Bifurquer, c’est parfois idéaliser. Avez-vous été confronté à des désillusions ?

Oui, le risque, c’est d’idéaliser, d’avoir des attentes. J’ai la chance d’avoir un caractère et une façon de voir les choses qui me pousse à éloigner au maximum les attentes de ma manière de faire. Parce que dans les attentes, il y a le germe de la déception.

Je me suis lancé dans ce projet comme quand je suis rentré en école de commerce, ou comme quand je suis parti à l’étranger, sans avoir les moyens ! L’humilité a été une arme importante, ainsi que la croyance que ça allait réussir.

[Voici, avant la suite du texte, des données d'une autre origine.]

Issue #239, opened 2021-05-20
code 400


ldc2726:
021-05-20T05:02:43.750Z semantic-release:git commited files: [ 'CHANGELOG.md' ]
[1:02:44 PM] [semantic-release] [@semantic-release/git] › ℹ  Prepared Git release: v1.2.5
[1:02:44 PM] [semantic-release] › ✔  Completed step "prepare" of plugin "@semantic-release/git"
[1:02:44 PM] [semantic-release] › ℹ  Start step "generateNotes" of plugin "@semantic-release/release-notes-generator"
2021-05-20T05:02:44.648Z semantic-release:release-notes-generator version: '1.2.5'
2021-05-20T05:02:44.648Z semantic-release:release-notes-generator host: undefined
2021-05-20T05:02:44.648Z semantic-release:release-notes-generator owner: 'dyWeb'
2021-05-20T05:02:44.648Z semantic-release:release-notes-generator repository: 'DataCockpit/demo'
2021-05-20T05:02:44.648Z semantic-release:release-notes-generator previousTag: 'v1.2.4'
2021-05-20T05:02:44.648Z semantic-release:release-notes-generator currentTag: 'v1.2.5'
2021-05-20T05:02:44.648Z semantic-release:release-notes-generator host: 'http://192.168.1.184'
2021-05-20T05:02:44.648Z semantic-release:release-notes-generator linkReferences: undefined
2021-05-20T05:02:44.648Z semantic-release:release-notes-generator issue: 'issues'
2021-05-20T05:02:44.648Z semantic-release:release-notes-generator commit: 'commit'
[1:02:44 PM] [semantic-release] › ✔  Completed step "generateNotes" of plugin "@semantic-release/release-notes-generator"
[1:02:46 PM] [semantic-release] › ✔  Created tag v1.2.5
[1:02:46 PM] [semantic-release] › ℹ  Start step "publish" of plugin "@semantic-release/gitlab"
2021-05-20T05:02:46.971Z semantic-release:gitlab repoId: 'dyWeb/DataCockpit/demo'
2021-05-20T05:02:46.971Z semantic-release:gitlab release name: 'v1.2.5'
2021-05-20T05:02:46.971Z semantic-release:gitlab release ref: '852ee054f6c68bab2084651f7598d2f74ad2face'
2021-05-20T05:02:46.971Z semantic-release:gitlab Create a release for git tag 'v1.2.5' with commit '852ee054f6c68bab2084651f7598d2f74ad2face'
[...]

PR #246, opened 2021-06-17
docs: add note about version compatibility

nfriend:
### What does this PR do?

Adds a note about which versions of GitLab are supported by this plugin, and also adds a note about a specific breaking change in GitLab 14.0.

### DIFF
--- a/README.md
+++ b/README.md
@@ -110,4 +110,4 @@ If you are using GitLab.com or have upgraded your self-hosted GitLab instance to
 
 #### Why?
 
-In GitLab 14.0, creating a release using the [Tags API](https://docs.gitlab.com/ee/api/tags.html) has been removed (see [<span>#</span>290311](https://gitlab.com/gitlab-org/gitlab/-/issues/290311)). This plugin was updated to use the Release API instead in https://github.com/semantic-release/gitlab/pull/184, which is available in version `6.0.7` and beyond.
+In GitLab 14.0, creating a release using the [Tags API](https://docs.gitlab.com/ee/api/tags.html) has been removed (see [<span>#</span>290311](https://gitlab.com/gitlab-org/gitlab/-/issues/290311)). This plugin was updated to use the [Releases API](https://docs.gitlab.com/ee/api/releases/#create-a-release) instead in https://github.com/semantic-release/gitlab/pull/184, which is available in version `6.0.7` and beyond.
--- a/README.md
+++ b/README.md
@@ -99,3 +99,15 @@ distribution` and `MyLibrary CSS distribution` in the GitLab release.
 `[['dist/**/*.{js,css}', '!**/*.min.*'], {path: 'build/MyLibrary.zip', label: 'MyLibrary'}]`: include all the `js` and
 `css` files in the `dist` directory and its sub-directories excluding the minified version, plus the
 `build/MyLibrary.zip` file and label it `MyLibrary` in the GitLab release.
+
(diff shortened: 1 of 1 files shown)


nfriend:
@keplersj @travi Can you please review this proposed compatibility guideline? 🙏 

For context, some of the users of this plugin are seeing errors due to using an unsupported version of GitLab: https://github.com/semantic-release/gitlab/issues/239.

Let me know if this seems reasonable (and consistent with other `semantic-release` plugins).

travi:
this looks good, although i am a little confused by the link to the issue. it sounds like you are referring to the later comment specifically about the v14 change. there is also a mention of v11 support in that thread and this seems to contradict with entertaining the PR to continue enabling v11 support beyond EOL. i'm supportive of this language and dropping support of gitlab versions that are EOL, but just want to make sure that aligns with what we decide to do with that PR. do we intend to close that PR as part of this?

travi (approved):
i like this messaging, but lets resolve the question about v11 before merging

nfriend:
> here is also a mention of v11 support in that thread and this seems to contradict with entertaining the PR to continue enabling v11 support beyond EOL.

@travi Sorry, yes, that is a little confusing - I should have explained in more detail. Since https://github.com/semantic-release/gitlab/pull/240 was already in motion, and since it's a forwards-compatible change, I thought we could make an exception (especially since support for v11 _just_ ended) and get this fix merged. But going forward, we wouldn't entertain any v11-specific fixes.

The v14 breaking change is a separate issue, but I thought I'd address it in the same section since they're both related to the version of the GitLab instance.

travi:
> I thought we could make an exception (especially since support for v11 _just_ ended) and get this fix merged. But going forward, we wouldn't entertain any v11-specific fixes.

i think that is fair if that ends up working out. it seems low maintenance if it does merge, but i think it would also be reasonable if it didnt merge. you can make the call on that piece.

whether dropping support for gitlab versions constitutes a breaking change or not is something we should also define sometime. i lean toward yes, but that would mean taking steps at the appropriate times to publish the breaking change. it may make sense to hold off until a change is made that is actually incompatible with an older version, but i wouldnt want to carry the burden of testing against end-of-life versions to know when that happens. thats the balance that makes me hesitate slightly about merging something to support a version that is already (even if only recently) EOL, since it becomes questionable when it is safe to remove vs keeping it around forever for the sake of being uncertain.

all of that is not to convince you to go one way or another, but rather just to share some of the thoughts on my mind around the topic.

nfriend:
@travi Thanks for your thoughts!

> whether dropping support for gitlab versions constitutes a breaking change or not is something we should also define sometime. i lean toward yes, but that would mean taking steps at the appropriate times to publish the breaking change.

I agree, I think a breaking change would make the most sense in that scenario.

>  thats the balance that makes me hesitate slightly about merging something to support a version that is already (even if only recently) EOL, since it becomes questionable when it is safe to remove vs keeping it around forever for the sake of being uncertain.

Thanks for this input! That makes a lot of sense. I'm now leaning toward closing https://github.com/semantic-release/gitlab/pull/240 to avoid the maintenance burden you mentioned above.

---

Is there anything else you'd like to see outlined in this docs update? Or are you okay if I merge this in its current state?

travi:
> Is there anything else you'd like to see outlined in this docs update? Or are you okay if I merge this in its current state?

this seems great for this stage. thanks for putting this together!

J’ai eu la chance de rencontrer des partenaires de jeu — parce que pour moi, c’est un jeu — avec de bonnes compétences, et la même envie de bien rêver, bien faire, bien réussir.

On a franchi toutes les étapes progressivement, positivement, jusqu’à aujourd’hui. Il y a encore tellement à faire, on ne sait pas comment ça va marcher demain, mais on y croit à fond.

Aujourd’hui, comment vivez-vous ce nouveau métier ?

Avant, je cloisonnais vie privée et vie pro. Aujourd’hui, tout est aligné.Toutes les journées ne se ressemblent pas, mais j’ai encore souvent ce sentiment de chance : faire quelque chose que j’aime et qui, certains jours, ne ressemble pas à un travail.

Qu’est-ce qui a, selon vous, contribué à la réussite de votre bifurcation ?

Je pense que ce qui a contribué au succès, c’est que je me suis accordé un moment de silence quand j’ai arrêté mon activité précédente. J’ai laissé quelque chose émerger. Il fallait que ça vienne de l’intérieur.

Parfois on parle de « laisser pousser les antennes », pour capter les projets, les opportunités. En fait, je pense qu’on a toutes les réponses à l’intérieur de nous, mais qu’on ne les écoute pas. C’est comme un bateau sur la mer : on part avec les voiles gonflées par le vent, en visant un objectif. Mais on ne se rend pas compte que le vent tourne. Parfois, il devient même contraire. Et si on garde les voiles dans le même sens, on n’avance plus, on rame dans le vide, on s’épuise.

Il suffit alors de tourner la voile. D’accepter que le cap a changé. Et là, le vent pousse à nouveau, tout roule. C’est fluide. C’est un bonheur. Et je crois qu’on est nombreux à vivre ça.

Enfin, quel conseil donneriez-vous à celles et ceux qui s’interrogent sur leur propre bifurcation ?

Ce serait de s’écouter. Et de s’autoriser un temps de silence. Parce que c’est dans ce silence que les choses émergent. S’écouter. Se donner du silence. Et ne pas prendre la décision seul·e. Il faut l’adhésion de ceux qu’on embarque avec nous. Le conjoint, les enfants.

Les amis, eux, sont bienveillants, mais ils parlent souvent à travers leurs propres peurs. Il faut savoir prendre de la distance. Mais je pense que quand on découvre qu’il y a un feu qui brûle à l’intérieur, alors on sait ce qu’on doit faire.